> **WORK REQUIRED**:
The entries below are to be repeated exactly as they stand.
GIVEN RECORDS section start
Issue #6978, opened 2025-11-16
Mongo schema generator doesn't respect property fieldNames on index creation


dzhy89:
### Describe the bug

Mongo schema generator doesn't respect property fieldNames on index creation after recent changes, it works for `Index/Unique` decorators on `Entity` level. I will submit a PR for this issue a bit later. Thanks!

### Reproduction

Let's say we have an entity:

```
@Entity()
@Index({properties: ["name", "email"]})
class User {

  @PrimaryKey()
  _id!: ObjectId;

  @Property({fieldName: "Name"})
  name!: string;

  @Property({fieldName: "Email"})
  email!: string;

}
```

Schema generator is supposed to generate such command:
`db.getCollection('user').createIndex({ Name: 1, Email: 1 }, { unique: false });`

but it generates this:
`db.getCollection('user').createIndex({ name: 1, email: 1 }, { unique: false });`

### What driver are you using?

@mikro-orm/mongodb

### MikroORM version

6.5.9/6.6.0

### Node.js version

20

### Validations

- [x] Read the [Contributing Guidelines](https://github.com/mikro-orm/mikro-orm/blob/master/CONTRIBUTING.md).
- [x] Read the [docs](https://mikro-orm.io/docs).
- [x] Check that there isn't [already an issue](https://github.com/mikro-orm/mikro-orm/issues) that reports the same bug to avoid creating a duplicate.
- [x] Check that this is a concrete bug. For Q&A open a [GitHub Discussion](https://github.com/mikro-orm/mikro-orm/discussions) or join our [Discord](https://discord.gg/w8bjxFHS7X).
- [x] The provided reproduction is a [minimal reproducible example](https://stackoverflow.com/help/minimal-reproducible-example) of the bug.

PR #6979, opened 2025-11-16
fix(mongo): respect property fieldNames on index creation

dzhy89:
Closes https://github.com/mikro-orm/mikro-orm/issues/6978


B4nan:
I dont get it, how come this behaves any different from the current code? Does the test really fail without your pr?

Anyway, thanks 👍

dzhy89:
> I dont get it, how come this behaves any different from the current code? Does the test really fail without your pr?
> 
> Anyway, thanks 👍

It really fails in the current release, try it. We have faced this issue recently after upgrading from `6.5.8` to `6.5.9`.

PR #6987, opened 2025-11-18
feat(cli): support various TS loaders

B4nan:
Adds native support for various TS loaders for the TS support in the CLI:
- `swc` via `@swc-node/register`, supports metadata reflection
- `tsx`
- `jiti`
- `tsimp`

The default is `auto`, which means it goes through all those options sequentially and picks the first one available in the project dependencies.

To pick a loader explicitly, use the `tsLoader` setting in your package.json:

```json
"mikro-orm": {
  "tsLoader": "jiti"
}
```

Or override it via `MIKRO_ORM_CLI_TS_LOADER` env var.


B4nan:
@octet-stream I was checking #6333 again, and I see you deprecated `alwaysAllowTs` and `preferTs` options. I will drop `alwaysAllowTs`, it's only used to allow TS configs when the TS support is not detected (which you can override with the `preferTs` option anyway, and the detection already respects bun, which was the main reason for this option iirc). 

I am not sure if we can drop `preferTs` though, with the new `tsLoader` option you just say how to approach loading TS files, but `preferTs: false` you can force the ORM to use production builds even if TS support is available (e.g. people keep tsx in their dependencies, or they install dev deps too in production). Those are CLI settings from package.json, they wont be changed for a prod deployment, its not part of the ORM config (as opposed to `preferTs`).

Issue #2857, opened 2022-03-04
BigIntTypes are truncated to 53 bits when retrieved from SQLite database


mcpower:
**Describe the bug**
When retrieving a property with type BigIntType from the database, the number itself is truncated to 53 bits (presumably due to being converted to a JavaScript `number` before being converted to a `string`).

I have observed this with SQLite, but this problem could occur with other databases.

**To Reproduce**
1. Download [bigint.zip](https://github.com/mikro-orm/mikro-orm/files/8184888/bigint.zip), which is a minimal reproducible example using SQLite.
2. Read all five files included in the zip to ensure it is not malicious.
3. Run `npm i && npm run all`.
4. Observe that it prints out `ID from database is 1490404699006197800, real ID is 1490404699006197764`.

**Expected behavior**
The two IDs should be the same.

**Versions**

| Dependency | Version |
| - | - |
| node | 16.14.0 |
| typescript | 4.5.5 |
| mikro-orm | 5.0.4 |

mcpower:
This also occurs for properties which aren't primary keys, which isn't in the minimal reproducible example.

mcpower:
Update - it seems like [better-sqlite3 supports large integers with BigInts](https://github.com/JoshuaWise/better-sqlite3/blob/master/docs/integer.md). sqlite doesn't seem to work with large numbers.

I assume this needs to be fixed upstream in knex, so I've filed a bug (see above).

B4nan:
I don't think this is about MikroORM or knex, this is a limitation of the node-sqlite3 connector. And they apparently don't care about it, seeing this old issue about the same: https://github.com/mapbox/node-sqlite3/issues/922

Closing, this is not really to be fixed here. The issue I linked can probably give you some workarounds, haven't read it fully but apparently you can use blobs to get around it. You can also use better-sqlite driver here, if that supports it out of box (added just recently).

Btw next time please share your reproductions on GH instead of uploading zip files, so they can be easily checked (also on mobile phone).

mcpower:
Thanks for the background! better-sqlite3 does support large integers, but requires a `db.defaultSafeIntegers(true);` call. Currently, knex provides no way of actually enabling that functionality, so by extension MikroORM also can't enable that functionality.

I assume once the knex issue is fixed, adding support for this should be straightforward enough :)

> Btw next time please share your reproductions on GH instead of uploading zip files, so they can be easily checked (also on mobile phone).

[...]

PR #7003, opened 2025-11-27
fix(core): handle BigInt in date hydration

### LINKED ISSUE #7002: Bug: Date hydration fails when using safeIntegers (BigInt)
### Describe the bug

When using `safeIntegers: true` in the driver options (e.g., with `better-sqlite3`), integer columns are returned as `BigInt` types from the driver. However, MikroORM's hydration logic for `Date` properties does not seem to handle `BigInt` values, leading to incorrect parsing or runtime errors when trying to hydrate entities with `Date` fields stored as timestamps.

The `EntityComparator` (or the relevant hydration code generator) checks for `number` or `string` (ISO format), but misses a check for `bigint`, which is what `better-sqlite3` returns when `safeIntegers` is enabled.

### Reproduction

1. Use `@mikro-orm/better-sqlite`.
2. Enable `defaultSafeIntegers: true` in the MikroORM config.
3. Define an entity with a property of type `Date`.
4. Persist an entity with a date value.
5. Fetch the entity from the database.
6. The hydration fails or results in an invalid date because the value coming from the driver is a `BigInt` (e.g., `1732676400000n`), and the hydrator doesn't convert it to `Number` before creating a `Date` object or passing it to `parseDate`.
GIVEN RECORDS section end
> **REPLY TO THE TASK**:
Issue #6978, opened 2025-11-16
Mongo schema generator doesn't respect property fieldNames on index creation


dzhy89:
### Describe the bug

Mongo schema generator doesn't respect property fieldNames on index creation after recent changes, it works for `Index/Unique` decorators on `Entity` level. I will submit a PR for this issue a bit later. Thanks!

### Reproduction

Let's say we have an entity:

```
@Entity()
@Index({properties: ["name", "email"]})
class User {

  @PrimaryKey()
  _id!: ObjectId;

  @Property({fieldName: "Name"})
  name!: string;

  @Property({fieldName: "Email"})
  email!: string;

}
```

Schema generator is supposed to generate such command:
`db.getCollection('user').createIndex({ Name: 1, Email: 1 }, { unique: false });`

but it generates this:
`db.getCollection('user').createIndex({ name: 1, email: 1 }, { unique: false });`

### What driver are you using?

@mikro-orm/mongodb

### MikroORM version

6.5.9/6.6.0

### Node.js version

20

### Validations

- [x] Read the [Contributing Guidelines](https://github.com/mikro-orm/mikro-orm/blob/master/CONTRIBUTING.md).
- [x] Read the [docs](https://mikro-orm.io/docs).
- [x] Check that there isn't [already an issue](https://github.com/mikro-orm/mikro-orm/issues) that reports the same bug to avoid creating a duplicate.
- [x] Check that this is a concrete bug. For Q&A open a [GitHub Discussion](https://github.com/mikro-orm/mikro-orm/discussions) or join our [Discord](https://discord.gg/w8bjxFHS7X).
- [x] The provided reproduction is a [minimal reproducible example](https://stackoverflow.com/help/minimal-reproducible-example) of the bug.

PR #6979, opened 2025-11-16
fix(mongo): respect property fieldNames on index creation

dzhy89:
Closes https://github.com/mikro-orm/mikro-orm/issues/6978


B4nan:
I dont get it, how come this behaves any different from the current code? Does the test really fail without your pr?

Anyway, thanks 👍

dzhy89:
> I dont get it, how come this behaves any different from the current code? Does the test really fail without your pr?
> 
> Anyway, thanks 👍

It really fails in the current release, try it. We have faced this issue recently after upgrading from `6.5.8` to `6.5.9`.

PR #6987, opened 2025-11-18
feat(cli): support various TS loaders

B4nan:
Adds native support for various TS loaders for the TS support in the CLI:
- `swc` via `@swc-node/register`, supports metadata reflection
- `tsx`
- `jiti`
- `tsimp`

The default is `auto`, which means it goes through all those options sequentially and picks the first one available in the project dependencies.

To pick a loader explicitly, use the `tsLoader` setting in your package.json:

```json
"mikro-orm": {
  "tsLoader": "jiti"
}
```

Or override it via `MIKRO_ORM_CLI_TS_LOADER` env var.


B4nan:
@octet-stream I was checking #6333 again, and I see you deprecated `alwaysAllowTs` and `preferTs` options. I will drop `alwaysAllowTs`, it's only used to allow TS configs when the TS support is not detected (which you can override with the `preferTs` option anyway, and the detection already respects bun, which was the main reason for this option iirc). 

I am not sure if we can drop `preferTs` though, with the new `tsLoader` option you just say how to approach loading TS files, but `preferTs: false` you can force the ORM to use production builds even if TS support is available (e.g. people keep tsx in their dependencies, or they install dev deps too in production). Those are CLI settings from package.json, they wont be changed for a prod deployment, its not part of the ORM config (as opposed to `preferTs`).

Issue #2857, opened 2022-03-04
BigIntTypes are truncated to 53 bits when retrieved from SQLite database


mcpower:
**Describe the bug**
When retrieving a property with type BigIntType from the database, the number itself is truncated to 53 bits (presumably due to being converted to a JavaScript `number` before being converted to a `string`).

I have observed this with SQLite, but this problem could occur with other databases.

**To Reproduce**
1. Download [bigint.zip](https://github.com/mikro-orm/mikro-orm/files/8184888/bigint.zip), which is a minimal reproducible example using SQLite.
2. Read all five files included in the zip to ensure it is not malicious.
3. Run `npm i && npm run all`.
4. Observe that it prints out `ID from database is 1490404699006197800, real ID is 1490404699006197764`.

**Expected behavior**
The two IDs should be the same.

**Versions**

| Dependency | Version |
| - | - |
| node | 16.14.0 |
| typescript | 4.5.5 |
| mikro-orm | 5.0.4 |

mcpower:
This also occurs for properties which aren't primary keys, which isn't in the minimal reproducible example.

mcpower:
Update - it seems like [better-sqlite3 supports large integers with BigInts](https://github.com/JoshuaWise/better-sqlite3/blob/master/docs/integer.md). sqlite doesn't seem to work with large numbers.

I assume this needs to be fixed upstream in knex, so I've filed a bug (see above).

B4nan:
I don't think this is about MikroORM or knex, this is a limitation of the node-sqlite3 connector. And they apparently don't care about it, seeing this old issue about the same: https://github.com/mapbox/node-sqlite3/issues/922

Closing, this is not really to be fixed here. The issue I linked can probably give you some workarounds, haven't read it fully but apparently you can use blobs to get around it. You can also use better-sqlite driver here, if that supports it out of box (added just recently).

Btw next time please share your reproductions on GH instead of uploading zip files, so they can be easily checked (also on mobile phone).

mcpower:
Thanks for the background! better-sqlite3 does support large integers, but requires a `db.defaultSafeIntegers(true);` call. Currently, knex provides no way of actually enabling that functionality, so by extension MikroORM also can't enable that functionality.

I assume once the knex issue is fixed, adding support for this should be straightforward enough :)

> Btw next time please share your reproductions on GH instead of uploading zip files, so they can be easily checked (also on mobile phone).

[...]

PR #7003, opened 2025-11-27
fix(core): handle BigInt in date hydration

### LINKED ISSUE #7002: Bug: Date hydration fails when using safeIntegers (BigInt)
### Describe the bug

When using `safeIntegers: true` in the driver options (e.g., with `better-sqlite3`), integer columns are returned as `BigInt` types from the driver. However, MikroORM's hydration logic for `Date` properties does not seem to handle `BigInt` values, leading to incorrect parsing or runtime errors when trying to hydrate entities with `Date` fields stored as timestamps.

The `EntityComparator` (or the relevant hydration code generator) checks for `number` or `string` (ISO format), but misses a check for `bigint`, which is what `better-sqlite3` returns when `safeIntegers` is enabled.

### Reproduction

1. Use `@mikro-orm/better-sqlite`.
2. Enable `defaultSafeIntegers: true` in the MikroORM config.
3. Define an entity with a property of type `Date`.
4. Persist an entity with a date value.
5. Fetch the entity from the database.
6. The hydration fails or results in an invalid date because the value coming from the driver is a `BigInt` (e.g., `1732676400000n`), and the hydrator doesn't convert it to `Number` before creating a `Date` object or passing it to `parseDate`.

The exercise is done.